[[ Data open ]]

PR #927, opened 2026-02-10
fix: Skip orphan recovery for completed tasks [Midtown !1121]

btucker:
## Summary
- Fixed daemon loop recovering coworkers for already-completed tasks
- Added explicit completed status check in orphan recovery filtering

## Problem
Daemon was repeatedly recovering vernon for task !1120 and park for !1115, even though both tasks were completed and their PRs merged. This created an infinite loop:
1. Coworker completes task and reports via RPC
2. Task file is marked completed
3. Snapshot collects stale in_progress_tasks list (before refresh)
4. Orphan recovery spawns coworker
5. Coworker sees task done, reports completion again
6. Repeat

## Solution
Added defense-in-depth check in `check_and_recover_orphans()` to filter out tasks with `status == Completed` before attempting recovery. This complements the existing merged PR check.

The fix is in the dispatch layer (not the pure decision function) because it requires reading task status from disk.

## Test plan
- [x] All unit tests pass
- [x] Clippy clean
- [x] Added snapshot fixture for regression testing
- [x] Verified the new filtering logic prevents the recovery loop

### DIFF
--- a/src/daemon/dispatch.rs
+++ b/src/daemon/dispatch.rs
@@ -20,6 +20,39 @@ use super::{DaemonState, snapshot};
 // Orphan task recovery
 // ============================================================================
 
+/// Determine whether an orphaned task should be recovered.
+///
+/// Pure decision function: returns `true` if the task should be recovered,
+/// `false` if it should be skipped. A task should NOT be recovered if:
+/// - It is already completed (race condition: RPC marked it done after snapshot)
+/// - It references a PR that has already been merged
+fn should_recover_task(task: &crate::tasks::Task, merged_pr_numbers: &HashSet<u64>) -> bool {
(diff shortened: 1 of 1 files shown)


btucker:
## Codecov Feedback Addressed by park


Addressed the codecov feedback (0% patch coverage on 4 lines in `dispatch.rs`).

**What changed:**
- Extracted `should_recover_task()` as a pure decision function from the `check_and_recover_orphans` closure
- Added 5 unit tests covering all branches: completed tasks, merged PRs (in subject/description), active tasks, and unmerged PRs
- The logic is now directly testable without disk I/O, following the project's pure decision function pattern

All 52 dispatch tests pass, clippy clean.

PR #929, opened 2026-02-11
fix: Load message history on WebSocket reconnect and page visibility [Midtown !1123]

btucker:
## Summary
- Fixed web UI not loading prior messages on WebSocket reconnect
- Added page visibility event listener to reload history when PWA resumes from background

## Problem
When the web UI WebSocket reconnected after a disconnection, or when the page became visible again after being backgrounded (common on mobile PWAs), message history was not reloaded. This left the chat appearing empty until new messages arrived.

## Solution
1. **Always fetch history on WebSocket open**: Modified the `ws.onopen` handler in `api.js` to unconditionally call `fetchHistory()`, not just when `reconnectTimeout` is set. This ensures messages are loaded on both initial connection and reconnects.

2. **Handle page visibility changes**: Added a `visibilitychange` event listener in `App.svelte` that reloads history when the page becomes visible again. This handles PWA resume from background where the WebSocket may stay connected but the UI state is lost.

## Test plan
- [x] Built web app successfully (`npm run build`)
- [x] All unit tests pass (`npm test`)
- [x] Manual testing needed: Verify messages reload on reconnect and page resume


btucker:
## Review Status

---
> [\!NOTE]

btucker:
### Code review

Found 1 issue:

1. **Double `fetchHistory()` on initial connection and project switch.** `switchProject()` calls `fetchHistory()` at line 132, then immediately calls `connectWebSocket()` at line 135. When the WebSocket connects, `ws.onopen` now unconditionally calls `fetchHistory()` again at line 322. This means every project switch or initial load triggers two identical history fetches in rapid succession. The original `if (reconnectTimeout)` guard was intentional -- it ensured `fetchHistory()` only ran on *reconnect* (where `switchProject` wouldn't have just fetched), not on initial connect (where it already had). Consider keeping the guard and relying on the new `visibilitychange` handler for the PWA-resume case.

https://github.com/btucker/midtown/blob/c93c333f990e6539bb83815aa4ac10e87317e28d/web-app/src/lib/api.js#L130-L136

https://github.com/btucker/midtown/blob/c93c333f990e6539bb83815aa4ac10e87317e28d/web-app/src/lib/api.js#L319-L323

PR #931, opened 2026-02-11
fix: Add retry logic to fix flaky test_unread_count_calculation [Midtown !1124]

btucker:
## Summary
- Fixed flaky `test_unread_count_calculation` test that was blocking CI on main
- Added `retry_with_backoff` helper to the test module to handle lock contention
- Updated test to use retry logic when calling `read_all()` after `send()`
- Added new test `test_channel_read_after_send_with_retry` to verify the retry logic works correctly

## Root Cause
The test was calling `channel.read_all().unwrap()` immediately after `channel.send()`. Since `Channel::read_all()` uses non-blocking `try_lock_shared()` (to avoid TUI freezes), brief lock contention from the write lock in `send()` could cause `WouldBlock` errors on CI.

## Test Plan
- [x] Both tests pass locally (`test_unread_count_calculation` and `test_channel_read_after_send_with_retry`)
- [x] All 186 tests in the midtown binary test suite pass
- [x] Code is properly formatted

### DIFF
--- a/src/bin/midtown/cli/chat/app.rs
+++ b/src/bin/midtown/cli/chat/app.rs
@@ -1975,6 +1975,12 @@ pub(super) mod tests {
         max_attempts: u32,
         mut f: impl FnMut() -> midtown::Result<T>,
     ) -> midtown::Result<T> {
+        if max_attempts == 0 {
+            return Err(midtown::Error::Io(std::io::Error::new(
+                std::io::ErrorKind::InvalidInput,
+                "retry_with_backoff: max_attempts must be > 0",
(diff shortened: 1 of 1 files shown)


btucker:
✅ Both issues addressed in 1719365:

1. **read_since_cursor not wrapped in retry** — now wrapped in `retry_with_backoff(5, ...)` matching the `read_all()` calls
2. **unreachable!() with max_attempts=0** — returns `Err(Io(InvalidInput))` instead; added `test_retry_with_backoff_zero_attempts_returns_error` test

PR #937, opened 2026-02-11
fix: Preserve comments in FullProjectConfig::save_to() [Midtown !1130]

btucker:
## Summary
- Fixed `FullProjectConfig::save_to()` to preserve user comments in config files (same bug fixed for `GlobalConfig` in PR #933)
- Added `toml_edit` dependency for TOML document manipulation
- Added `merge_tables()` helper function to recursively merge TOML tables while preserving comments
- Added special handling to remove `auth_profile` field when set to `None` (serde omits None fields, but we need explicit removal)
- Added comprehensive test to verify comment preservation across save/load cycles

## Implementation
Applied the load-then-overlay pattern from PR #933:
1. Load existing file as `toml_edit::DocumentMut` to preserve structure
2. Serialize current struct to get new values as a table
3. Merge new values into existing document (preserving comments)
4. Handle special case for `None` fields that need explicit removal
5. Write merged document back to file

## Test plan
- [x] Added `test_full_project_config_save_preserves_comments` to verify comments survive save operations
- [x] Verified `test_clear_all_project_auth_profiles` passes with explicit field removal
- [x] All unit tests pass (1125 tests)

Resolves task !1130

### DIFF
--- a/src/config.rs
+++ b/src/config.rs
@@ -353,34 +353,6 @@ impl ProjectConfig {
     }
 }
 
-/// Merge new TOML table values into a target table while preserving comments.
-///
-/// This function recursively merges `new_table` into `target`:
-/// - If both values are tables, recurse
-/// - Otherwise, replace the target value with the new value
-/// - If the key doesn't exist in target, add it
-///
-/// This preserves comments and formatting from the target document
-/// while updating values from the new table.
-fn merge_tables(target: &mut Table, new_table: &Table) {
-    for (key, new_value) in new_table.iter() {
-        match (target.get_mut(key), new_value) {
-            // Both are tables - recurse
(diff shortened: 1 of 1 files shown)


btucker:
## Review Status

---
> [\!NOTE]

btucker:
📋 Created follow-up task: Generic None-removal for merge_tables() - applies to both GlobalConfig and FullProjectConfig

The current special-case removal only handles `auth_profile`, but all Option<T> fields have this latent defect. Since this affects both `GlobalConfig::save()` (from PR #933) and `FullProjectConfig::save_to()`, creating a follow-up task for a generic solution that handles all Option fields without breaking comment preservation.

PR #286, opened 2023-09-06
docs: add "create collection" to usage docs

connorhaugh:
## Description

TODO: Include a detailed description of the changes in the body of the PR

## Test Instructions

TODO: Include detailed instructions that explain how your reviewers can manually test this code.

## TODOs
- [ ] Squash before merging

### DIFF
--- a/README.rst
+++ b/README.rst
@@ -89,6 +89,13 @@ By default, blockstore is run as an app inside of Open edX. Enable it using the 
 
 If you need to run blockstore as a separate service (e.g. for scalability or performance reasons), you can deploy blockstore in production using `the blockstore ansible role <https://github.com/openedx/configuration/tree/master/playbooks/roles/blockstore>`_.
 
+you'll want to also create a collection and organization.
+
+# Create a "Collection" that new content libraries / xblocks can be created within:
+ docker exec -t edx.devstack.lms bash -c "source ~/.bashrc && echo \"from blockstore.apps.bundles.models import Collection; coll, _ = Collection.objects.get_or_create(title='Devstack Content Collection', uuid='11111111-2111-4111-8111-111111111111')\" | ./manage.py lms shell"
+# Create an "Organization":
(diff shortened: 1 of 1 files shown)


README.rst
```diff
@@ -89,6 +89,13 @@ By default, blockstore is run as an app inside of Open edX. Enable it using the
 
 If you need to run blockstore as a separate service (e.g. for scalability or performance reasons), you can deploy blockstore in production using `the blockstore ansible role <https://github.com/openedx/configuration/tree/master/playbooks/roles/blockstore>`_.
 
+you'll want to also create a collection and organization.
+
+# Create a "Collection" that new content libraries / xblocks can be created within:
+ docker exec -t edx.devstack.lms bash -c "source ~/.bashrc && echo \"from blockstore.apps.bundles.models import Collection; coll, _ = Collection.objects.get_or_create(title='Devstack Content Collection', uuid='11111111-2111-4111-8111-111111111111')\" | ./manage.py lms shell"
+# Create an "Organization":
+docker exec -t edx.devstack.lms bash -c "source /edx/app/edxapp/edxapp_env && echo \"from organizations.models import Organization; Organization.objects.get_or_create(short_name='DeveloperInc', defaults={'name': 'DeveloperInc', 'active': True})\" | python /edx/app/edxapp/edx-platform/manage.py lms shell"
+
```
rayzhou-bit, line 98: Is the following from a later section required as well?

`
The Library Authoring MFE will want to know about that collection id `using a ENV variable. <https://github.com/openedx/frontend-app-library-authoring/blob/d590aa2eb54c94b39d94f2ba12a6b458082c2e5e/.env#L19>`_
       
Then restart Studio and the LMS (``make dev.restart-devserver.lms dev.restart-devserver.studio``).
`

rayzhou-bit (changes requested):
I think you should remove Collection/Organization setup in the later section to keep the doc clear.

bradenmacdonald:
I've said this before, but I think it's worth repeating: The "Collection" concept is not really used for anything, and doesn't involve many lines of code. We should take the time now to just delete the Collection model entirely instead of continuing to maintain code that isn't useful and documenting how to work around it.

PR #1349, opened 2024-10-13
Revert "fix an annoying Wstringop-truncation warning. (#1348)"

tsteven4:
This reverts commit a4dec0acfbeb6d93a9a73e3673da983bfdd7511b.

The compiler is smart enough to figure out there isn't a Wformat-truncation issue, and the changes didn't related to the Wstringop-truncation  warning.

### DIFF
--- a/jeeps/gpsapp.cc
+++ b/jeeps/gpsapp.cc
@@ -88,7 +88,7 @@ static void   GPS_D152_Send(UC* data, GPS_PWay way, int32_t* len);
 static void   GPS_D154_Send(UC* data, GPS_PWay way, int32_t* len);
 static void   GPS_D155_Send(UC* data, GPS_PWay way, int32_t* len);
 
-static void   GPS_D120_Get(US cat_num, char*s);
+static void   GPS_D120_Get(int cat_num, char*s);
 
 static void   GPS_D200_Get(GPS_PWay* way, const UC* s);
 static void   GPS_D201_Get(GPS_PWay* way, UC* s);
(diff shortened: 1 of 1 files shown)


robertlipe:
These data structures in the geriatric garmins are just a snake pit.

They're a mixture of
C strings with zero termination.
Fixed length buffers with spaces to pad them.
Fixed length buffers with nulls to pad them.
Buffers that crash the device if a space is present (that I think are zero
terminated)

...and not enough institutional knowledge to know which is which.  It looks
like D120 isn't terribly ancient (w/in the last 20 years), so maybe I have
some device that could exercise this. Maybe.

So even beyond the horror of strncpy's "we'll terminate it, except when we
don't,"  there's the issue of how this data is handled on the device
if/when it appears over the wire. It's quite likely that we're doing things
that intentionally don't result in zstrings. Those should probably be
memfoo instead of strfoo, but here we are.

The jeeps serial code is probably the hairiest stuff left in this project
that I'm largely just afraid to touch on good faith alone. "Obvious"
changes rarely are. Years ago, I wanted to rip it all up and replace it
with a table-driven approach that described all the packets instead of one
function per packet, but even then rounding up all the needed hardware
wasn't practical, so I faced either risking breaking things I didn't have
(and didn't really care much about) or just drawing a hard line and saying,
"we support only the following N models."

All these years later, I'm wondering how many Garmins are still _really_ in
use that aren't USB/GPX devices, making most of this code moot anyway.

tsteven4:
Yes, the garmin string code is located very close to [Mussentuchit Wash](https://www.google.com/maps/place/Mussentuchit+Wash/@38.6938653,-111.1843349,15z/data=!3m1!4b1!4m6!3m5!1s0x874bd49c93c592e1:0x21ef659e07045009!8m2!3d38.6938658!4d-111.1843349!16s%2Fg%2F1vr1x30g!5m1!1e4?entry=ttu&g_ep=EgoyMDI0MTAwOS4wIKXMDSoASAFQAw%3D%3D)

[[ Data closed ]]

**What you will do**. Once a line of the records is found to contain "section", copy it out.

**Expected answer**.
rayzhou-bit, line 98: Is the following from a later section required as well?
I think you should remove Collection/Organization setup in the later section to keep the doc clear.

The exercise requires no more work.